Frédéric Cochennec1, Jean Marzelle, Eric Allaire, Pascal Desgranges, Jean-Pierre Becquemin.   

Abstract

INTRODUCTION: Aneurysmal involvement of the iliac bifurcation increases the level of difficulty during surgery for abdominal aortic aneurysm (AAA) repair, potentially increasing the risk of early postoperative complications. Three previous randomized trials comparing endovascular aneurysm repair (EVAR) and open repair (OR) for AAAs showed that EVAR is associated with a lower early mortality rate. However, whether these results are valid for AAA involving the iliac bifurcation (AAAIB) remains unclear. The aim of this study was to evaluate early and late results after OR and EVAR for patients with AAA involving the iliac bifurcation.
METHODS: Of 1116 patients treated for elective AAA repair between January 1998 and January 2008, 131 presented with AAAIB as detected by computed tomography (CT) scan. Sixty-eight patients were treated by EVAR and 63 by OR. Clinical and anatomic data, operative intervention, and outcomes were collected prospectively and analyzed retrospectively. The median duration of follow-up was 38 months for both groups.
RESULTS: Patients in the EVAR group (72 +/- 10 years) were older than those in the OR group (64 +/- 8 years; P < .0001), but there were no differences in cardiac, renal, or pulmonary comorbidities between the two groups. Inhospital mortality rates were 2.9% vs 6.3% for EVAR and OR groups, respectively (P = .43). Systemic postoperative complications occurred in 7.4% vs 9.5% (P = .76) and postoperative colonic ischemia in 0% vs 6.3% (P = .051) of patients with EVAR and OR, respectively. Survival rates by Kaplan-Meier analysis were 91 +/- 7% for patients with EVAR and 90 +/- 8% for patients with OR at 2 years, and 61% +/- 15 for EVAR and 79% +/- 13 for OR at 5 years. All-cause reoperation rates were 25% with EVAR and 22% with OR (P = .83). Patients with EVAR were more likely to develop buttock claudication (33.3% vs 3.6%; P < .0001), whereas patients with OR were more prone to develop abdominal wall complications (19.6% vs 0%; P < .001).

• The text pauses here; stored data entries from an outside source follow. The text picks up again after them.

PR #153, opened 2023-03-07
Implement more Variant accessors

### LINKED ISSUE #140: Implement more `Variant` accessors
There are [a couple of FFI methods](https://github.com/godot-rust/gdextension/blob/72870d19c9b364e5f7361f95171629b571e59be6/godot-codegen/input/gdextension_interface.h#L433-L461) for `Variant` which could be worth exposing in Rust. The majority should *not* be mapped, so we shouldn't just jump into it and port every single method.

Candidates that may be useful:
* `variant_call_static`
* `variant_stringify` (implemented but untested) -- could be `Display`
* `variant_hash`
* `variant_recursive_hash`
* `variant_booleanize`
* `variant_duplicate`

The get/set/has methods are more controversial, because they assume a very specific type, and it might be more expressive (and in some cases, safer) to require the user to first convert to the specific type (like array/object/dictionary).

These methods should be accompanied by integration tests inside `itest/rust/src/variant_test.rs`.

astrale-sharp:
Closes #140

The test for stringify are looking pretty good in my opinion

This is not ready to merge :
[ ] Discuss mapped method returned type (sys::GDExtensionBool, sys::GDExtensionInt, etc)
[ ] Test all mapped method
[ ] remove itest(focus)
[ ] squash the commits

Currently I wrote this kind of code, I have
```rust
 pub fn booleanize(&self) -> sys::GDExtensionBool {
        interface_fn!(variant_booleanize)(self.var_sys())
    }
```
Which is bad cause we probably don't want sys::GDExtensionBool to be seen by users, instead I guess it should return a regular rust boolean but I'm unsure how to do the conversion yet, it's probably somewhere in the code

### DIFF
--- a/itest/rust/src/variant_test.rs
+++ b/itest/rust/src/variant_test.rs
@@ -6,7 +6,8 @@
 
 use crate::{expect_panic, itest};
 use godot::builtin::{
-    FromVariant, GodotString, NodePath, StringName, ToVariant, Variant, Vector2, Vector3,
+    dict, varray, FromVariant, GodotString, NodePath, StringName, ToVariant, Variant, Vector2,
+    Vector3,
 };
 use godot::engine::Node2D;
 use godot::obj::InstanceId;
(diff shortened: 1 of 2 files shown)


itest/rust/src/variant_test.rs
```diff
@@ -334,6 +334,24 @@ fn variant_type_correct() {
     );
 }
 
+#[itest(focus)]
+fn variant_stringify_correct() {
+    assert_eq!(Variant::from("value").stringify(), gstr("value"));
+    assert_eq!(Variant::nil().stringify(), gstr("<null>"));
+    assert_eq!(true.to_variant().stringify(), gstr("true"));
+    assert_eq!(30.to_variant().stringify(), gstr("30"));
```
Bromeon, line 342: You can use `Variant::from()` here, too.

Bromeon (commented):
Thanks!

> Which is bad cause we probably don't want sys::GDExtensionBool to be seen by users

Exactly, no `sys` types should appear in the public API.

> instead I guess it should return a regular rust boolean but I'm unsure how to do the conversion yet, it's probably somewhere in the code

Yes, search for the FFI type `GDExtensionBool` or for other FFI methods that return/accept it and are invoked by Rust.

Please also run CI on your own fork, or the check script (see `Contributing.md`). You cannot call `unsafe` functions like this.

itest/rust/src/variant_test.rs
astrale-sharp: is this informational or is it better to use Variant::from ?

astrale-sharp:
Okay, this is starting to be okay, one caveat, 
i can find no differences in testing between duplicate true or false, I'll investigate a little more, both from godot and in the testing code

astrale-sharp:
Okay, in rust code there is use for Variant::duplicate(), but Variant::duplicate(true) is extremely weird :
if you want to handle your `Ddictionary` or `TypedArray` the Godot way you can already use the Share trait or methods like `duplicate_shallow`, maybe I should remove the argument `deep` from the Variant::duplicate and pass it as always true to the interface variant_duplicate function.

astrale-sharp:
In addition to this, if the Variant is a node then there is already a duplicate method defined, which might conflict I guess?

Bromeon:
> Okay, in rust code there is use for Variant::duplicate(), but Variant::duplicate(true) is extremely weird :
> if you want to handle your `Ddictionary` or `TypedArray` the Godot way you can already use the Share trait or methods like `duplicate_shallow`, maybe I should remove the argument `deep` from the Variant::duplicate and pass it as always true to the interface variant_duplicate function.

Maybe we should wait with `duplicate()` in general then -- we already have `Variant::clone()`.

For more specialized semantics, the user can extract the array/dict/object and use `duplicate()` on that...

Bromeon:
bors try

astrale-sharp:
This should be complete, it adds : hash ; booleanize ; stringify to Variant (same caveat for hash_recurse, than duplicate(bool) : weird to have from rust code when you already have specialized methods)

bors try

astrale-sharp:
bors help

astrale-sharp:
bors check

Bromeon:
You need to have maintainer access to run bors 😉 

But you can run the whole CI suite on your own fork. In `full-ci.yml`, replace
```yml
on:
  push:
    branches:
      - staging
      - trying
```
with:
```yml
on:
  push:
```
and it will run the full CI on every push.

bors try

Bromeon (commented):
Thanks! Could you add a `///` documentation for each method? One line should be more than enough for now.

Bromeon:
Note: if you edit your initial post from
> #140
to 
> Closes #140

Then merging this PR will automatically close that issue.

astrale-sharp:
Took everything into account, this should be good to go !

itest/rust/src/variant_test.rs
```diff
@@ -334,6 +334,73 @@ fn variant_type_correct() {
...
+    assert_eq!(
+        dict! { "KEY": 50 }.to_variant().stringify(),
+        gstr("{ \"KEY\": 50 }")
+    );
+}
+
+#[itest]
+fn variant_booleanize_correct() {
+    use godot::builtin::dict;
+    use godot::builtin::varray;
```
Bromeon, line 360: You can import those two at the beginning of the file, then it makes some code easier.

Bromeon (commented):
Thanks a lot!
This one is missing 😉 

> Thanks! Could you add a `///` documentation for each method? One line should be more than enough for now.

Also one comment. CI is green, so we should be good to go, maybe squash again 🚀

astrale-sharp:
My bad, thanks !

It's fixed and as squashed as it gets!

Bromeon (commented):
Thanks!

bors r+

CONCLUSION: In this series, the postoperative mortality and systemic complication rates after either EVAR or OR for AAAIB were not statistically different. In the OR group, there were more abdominal wall complications and a trend toward a higher rate of colonic ischemia. In the EVAR group, buttock claudication was more frequent. Copyright (c) 2010 Society for Vascular Surgery. Published by Mosby, Inc. All rights reserved.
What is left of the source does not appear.